INSTRUCTIONS FOR THE TASK:
From top to bottom, restate the entries below word for word.

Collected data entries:

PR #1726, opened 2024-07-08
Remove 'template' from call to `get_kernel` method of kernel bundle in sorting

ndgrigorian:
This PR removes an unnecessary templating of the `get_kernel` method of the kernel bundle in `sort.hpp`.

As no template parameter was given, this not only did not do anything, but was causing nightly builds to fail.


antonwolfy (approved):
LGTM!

ANSWER SECTION:
PR #1726, opened 2024-07-08
Remove 'template' from call to `get_kernel` method of kernel bundle in sorting

ndgrigorian:
This PR removes an unnecessary templating of the `get_kernel` method of the kernel bundle in `sort.hpp`.

As no template parameter was given, this not only did not do anything, but was causing nightly builds to fail.


antonwolfy (approved):
LGTM!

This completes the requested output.